Je dis donc qu’un chagrin trop cuisant et de trop longue durée doit être évité ; et la preuve en résulte de plusieurs inconvénients très grands, auxquels il peut donner lieu, et de ce qu’il n’en saurait rien arriver d’avantageux ; car le chagrin n’est pas de ces choses qui fournissent des raisons capables, par leur poids, de nous tenir en suspens entre l’approbation ou le blâme que nous devons y donner. S’il en était ainsi, je ne le proscrirais pas avec tant de hardiesse, et je ne me jetterais pas dans un défilé dont je ne verrais pas l’issue. Mais n’ayant rien avancé qui ne soit certain, je persiste à soutenir qu’il faut se vaincre soi-même et résister vivement au chagrin ; et il faut y résister, tant pour l’amour de nous que par égard à l’opinion du vulgaire.
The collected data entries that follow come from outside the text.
Issue #1214, opened 2020-09-17
Add a way to store data in a block


Geod24:
For Votera (and other apps), we need to be able to store raw data in the chain.

## High level requirements:

- It must come at a cost, which might not be linear (to allow small packet of data but forbid images & co, at least in a contiguous chunk);
- This ability has been exploited in Bitcoin to introduce illegal content, or nuisible content (e.g. signature of a virus to trigger the AV);
- A vote data should be < 400 bytes, perhaps even 300;
- If storing data relies on UTXO, it should not pollute the UTXO (retain the data in the UTXO set).

## Suggested approach

Since storing data puts a price to the network, the suggested is to special-case a transaction.
Create the following structure for a transaction:
1) Perhaps, introduce a new transaction type (not mandatory but might help);
2) The transaction must have 1 or 2 outputs;
3) One of the outputs MUST be towards the commons budget (see #1213);
4) The second output is for refund;
5) If those rules are satisfied, the transaction can contain a certain amount of data, of which the size is dependent on the amount in the output towards the common budget;

Geod24:
Depends on #1213

Geod24:
We have https://github.com/bpfkorea/agora/pull/1258 but it's a WIP, so will not be closed this sprint.

PR #1258, opened 2020-10-15
[WIP] Implement a new transaction type to store raw data

MichaelKim20:
I defined a new transaction type to store raw data.
I added a member to the Transaction.
When deserializing the binary block data, an error occurred in the test code. I fixed this test code.

Relates to #1214


source/agora/consensus/data/Transaction.d
```diff
@@ -53,6 +54,9 @@ public struct Transaction
     /// The list of newly created outputs to put in the UTXO
     public Output[] outputs;
 
+    /// The data to store
+    public ubyte[] data;
+
```
Geod24: It needs to be a different type altogether. We cannot have empty fields like this. The deserializer is the one that will have to do the magic.

MichaelKim20:
I implemented the transaction type that can store raw data, and added some to the transaction validation.

source/agora/common/TransactionData.d
```diff
@@ -0,0 +1,284 @@
...
+
+    public static TransactionDataT fromBinary (TransactionDataT = TransactionData) (
+        scope DeserializeDg dg, const ref DeserializerOptions opts) @safe
+    {
+        // This is not worked
+        /*
+        auto tx_data_opts = DeserializerOptions.Default;
+        tx_data_opts.maxLength = MAX_SIZE;
+        ubyte[] data = deserializeFull!(ubyte[])(dg, tx_data_opts);
+        return TransactionData(data);
```
MichaelKim20: I don't understand why this code doesn't work.

source/agora/common/TransactionData.d
```diff
@@ -0,0 +1,284 @@
...
+    Copyright:
+        Copyright (c) 2020 BOS Platform Foundation Korea
+        All rights reserved.
+
+    License:
+        MIT License. See LICENSE for details.
+
+*******************************************************************************/
+
+module agora.common.TransactionData;
```
Geod24: Module should be in `data` package, like other structs

source/agora/common/TransactionData.d
```diff
@@ -0,0 +1,284 @@
...
+
+import agora.common.Hash;
+import agora.common.Serializer;
+
+static import std.ascii;
```
Geod24: Why the static import ?

source/agora/common/TransactionData.d
```diff
@@ -0,0 +1,284 @@
...
+    invariant()
+    {
+        assert(length <= MAX_SIZE);
+    }
+
+    /// The maximum size
+    public static immutable MAX_SIZE = 1024;
+
+    /// The byte array of transaction data
+    public ubyte[MAX_SIZE] data;
```
Geod24: This means the data will always be 1kb in memory, even for 300 bytes. That's not desireable.

source/agora/common/TransactionData.d
```diff
@@ -0,0 +1,284 @@
...
+
+    /// The number of bytes of transaction data
+    public size_t length;
+
+    /// If the input data is larger than MAX_SIZE, this value is true, if not false.
+    public bool is_oversize;
```
Geod24: What's the reasoning for such a flag ?

source/agora/common/TransactionData.d
```diff
@@ -0,0 +1,284 @@
...
+        foreach (chunk; range.chunks(2))
+        {
+            (() @trusted {
+                this.data[offset++] = cast(ubyte)((chunk[0] << 4) + chunk[1]);
+            })();
+            if (offset == MAX_SIZE)
+                break;
+        }
+        this.length = offset;
+    }
```
Geod24: Why do we need an explicit constructor for string => this struct ?

source/agora/common/TransactionData.d
```diff
@@ -0,0 +1,284 @@
...
+        size_t idx;
+        char[] buffer;
+        buffer.length = this.length * 2 + 2;
+        scope sink = (const(char)[] v) {
+            buffer[idx .. idx + v.length] = v;
+            idx += v.length;
+        };
+        this.toString(sink);
+        return buffer.idup;
+    }
```
Geod24: A large portion of this file seems to be a copy of `BitBlob`. I don't understand why you didn't just use `BitBlob`, and add the `oversize` flag, instead of copying the code.

source/agora/consensus/UTXOSet.d
```diff
@@ -81,6 +81,19 @@ public class UTXOSet
...
+        if ((tx.type == TxType.Data)
+            && tx.inputs.any!(input =>
+                (
+                    (input.previous != Hash.init) &&
+                    (this.getUTXOSetValue(input.previous, input.index).type == TxType.Freeze)
+                )
+            )
+        )
+        {
+            assert(0, "A frozen UTXO cannot be used for data storage.");
```
Geod24: Why is this an `assert` ?

source/agora/consensus/data/Transaction.d
```diff
@@ -53,6 +55,9 @@ public struct Transaction
     /// The list of newly created outputs to put in the UTXO
     public Output[] outputs;
 
+    /// The data to store
+    public TransactionData data;
+
```
Geod24, line 61: This adds > 1kb of data to *every single transaction*. Not something acceptable.

source/agora/consensus/validation/Transaction.d
```diff
@@ -89,14 +89,14 @@ public string isInvalidReason (
             if (auto fail_reason = isInvalidInput(input, utxo_value, sum_unspent))
                 return fail_reason;
 
-            if (utxo_value.type != TxType.Payment)
-                return "Transaction: Can only freeze a Payment transaction";
+            if ((utxo_value.type != TxType.Payment) && (utxo_value.type != TxType.Data))
+                return "Transaction: Can freeze a Payment or Data transaction";
```
Geod24: `only` was valid here

source/agora/consensus/validation/Transaction.d
```diff
@@ -119,9 +119,22 @@ public string isInvalidReason (
...
+            if ((count_freeze > 0) && (count_freeze != tx.inputs.length))
+                return "Transaction: Rejected combined inputs (freeze & payment)";
+        }
+        else
+        {
+            if (count_freeze > 0)
+                return "Transaction: Frozen UTXO is used for data storage";
+
+            if (tx.data.is_oversize)
+                return "Transaction: Data is too large (Maximum size is 1024 bytes)";
```
Geod24: This just reads the data sent by the client. If the client make its own binary data and set the flag to false, this will pass.

source/agora/common/TransactionData.d
```diff
@@ -0,0 +1,284 @@
...
+
+        Params:
+            dg = serialize function accumulator
+
+    ***************************************************************************/
+
+    public void serialize (scope SerializeDg dg) const @safe
+    {
+        serializePart(this.data[0 .. this.length], dg);
+    }
```
Geod24: I see that the 1kb only applies to data in memory, not the one on disk. It's better, but still, why not simply use a dynamic array ?

Geod24 (changes requested):
Non-data transactions shouldn't be affected like they are in this PR.

source/agora/common/TransactionData.d
MichaelKim20: I think it's weird, too.
I misinterpreted the meaning of `empty fields` in your last proposal.
I'll fix it.
https://github.com/bpfkorea/agora/pull/1258#discussion_r507196744

source/agora/common/TransactionData.d
MichaelKim20: If the data is larger than the maximum, this transaction will be ignored.
I did this to eliminate factors that could be a problem with the stability of the system due to the excessive waste of memory.

source/agora/common/TransactionData.d
MichaelKim20: This is to process hexadecimal strings when JSON serialized and deserialized.

source/agora/common/TransactionData.d
MichaelKim20: Now I know there's a way to use BitBlob right away, thank you for letting me know.

MichaelKim20: I tried to use BitBlob, but it's not working.
Because BitBlob only supports fixed sizes.

source/agora/common/TransactionData.d
AndrejMitrovic: But you don't have to do any of this. Just add a `ubyte[] payload` to the `Transaction`. Vibe.d already does all the serialization/deserialization.

source/agora/common/TransactionData.d
Geod24: Those are separate points: We do not want to have a fixed size, for the reasons mentioned, but if we did, this should have used `BitBlob` instead of copying all the code over. It's a basic case where [composition](https://en.wikipedia.org/wiki/Object_composition) could have been used.

source/agora/consensus/data/Transaction.d
```diff
@@ -268,3 +294,46 @@ public bool getSumOutput (const Transaction tx, ref Amount acc)
...
+        Fees payable to data storage
+
+*******************************************************************************/
+
+public Amount clculateDataFee(ulong data_size, ulong tx_fee, uint factor) @safe nothrow
+{
+    const double decimal = 100.0;
+    ulong fee = cast(ulong)((round((exp(cast(double)data_size / cast(double)factor) - 1.0) * decimal) / decimal) * 10_000_000L);
+    return Amount(fee + tx_fee);
+}
```
MichaelKim20: The formula is as follows:

I only dealt with fees for data storage except for normal transaction fees.

source/agora/consensus/data/Transaction.d
```diff
@@ -268,3 +294,46 @@ public bool getSumOutput (const Transaction tx, ref Amount acc)
...
+unittest
+{
+    import vibe.data.json;
+    Transaction old_tx = Transaction(
+        TxType.Data,
+        [Input(Hash.init, 0)],
+        [Output.init],
+        [1,2,3]
+    );
+    auto json_str = old_tx.serializeToJsonString();
```
MichaelKim20, line 288: I tried to express it in hexstring when expressed in JSON.
However, I finally decided that it was better to express it in an array in terms of performance.

source/agora/consensus/data/Transaction.d
```diff
@@ -53,6 +55,9 @@ public struct Transaction
     /// The list of newly created outputs to put in the UTXO
     public Output[] outputs;
 
+    /// The data to store
+    public ubyte[] data;
```
MichaelKim20: I was able to confirm that the deserializer works well even if I use ubyte[] without having to implement fromBinary by making a separate type.
Moreover, when printing as JSON characters, I finally implemented the code using ubyte[] because toString, fromString, is not necessary if JSON array is used without hexstring.

source/agora/consensus/data/Transaction.d
MichaelKim20: If we adjust the factor, we can change the fee appropriately.
I added factor to ConsensusParams.

source/agora/consensus/data/Params.d
```diff
@@ -54,6 +54,12 @@ public immutable class ConsensusParams
     /// The address of commons budget
     public PublicKey CommonsBudgetAddress;
 
+    /// The maximum size of transaction data
+    public uint MaxSizeTransactionData;
```
MichaelKim20, line 58: In Bitcoin, there is OP_RETURN.
The maximum value is 83 Bytes.
Bitcoin Cash has a maximum value of 200 Bytes

MichaelKim20: See) https://docs.cryptoapis.io/rest-apis/blockchain-as-a-service-apis/btc/index#btc-transactions-creating-transactions

source/agora/consensus/data/Transaction.d
```diff
@@ -247,3 +274,45 @@ public bool getSumOutput (const Transaction tx, ref Amount acc)
...
+public Amount clculateDataFee(ulong data_size, uint factor) @safe nothrow
+{
+    const double decimal = 100.0;
+    ulong fee = cast(ulong)((round((exp(cast(double)data_size / cast(double)factor) - 1.0) * decimal) / decimal) * 10_000_000L);
+    return Amount(fee);
+}
+
+unittest
+{
+    assert(clculateDataFee(0, 200) == Amount(0L));
```
TrustHenry, line 331: Are you going to allow data_size = 0?
Do you have any intentions?

MichaelKim20: When the data size is zero, the fee for data storage is zero.

source/agora/consensus/data/Transaction.d
```diff
@@ -247,3 +274,45 @@ public bool getSumOutput (const Transaction tx, ref Amount acc)
...
+    Params:
+        data_size = The size of the data
+        factor = The factor to calculate for the fee of transaction data
+
+    Return:
+        Fees payable to data storage
+
+*******************************************************************************/
+
+public Amount clculateDataFee(ulong data_size, uint factor) @safe nothrow
```
MichaelKim20, line 309: The formula is as follows:

I only dealt with fees for data storage except for normal transaction fees.







If we adjust the factor, we can change the fee appropriately.
I added factor to ConsensusParams.

source/agora/consensus/data/Transaction.d
MichaelKim20: A fee of 0.01 for a transaction will be applied once the future development direction is established.

MichaelKim20:
The `TransactionData` related PR was moved to #1320. I would appreciate it if you continue to review it there.

MichaelKim20:
I have moved the fee-related PR according to data storage to #1321 .
I would appreciate it if you continue to review it there.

Quant aux morts, si nous voulons y bien penser, comment nous peut-il entrer dans l’esprit qu’ils nous, sachent gré de cet excès de douleur dans lequel nous plonge leur perte, tandis qu’il ne leur en revient aucune utilité, et que nous n’en avons que la honte et la peine ? Voulons-nous savoir ce qu’ils désirent et ce qu’ils attendent de nous ? Rien, si ce n’est que nous conservions d’eux un souvenir honorable.

Ennius ne veut pas qu’on pleure sa mémoire.

Pourquoi ?

Son nom, vainqueur du temps, vit toujours pour la gloire.[10]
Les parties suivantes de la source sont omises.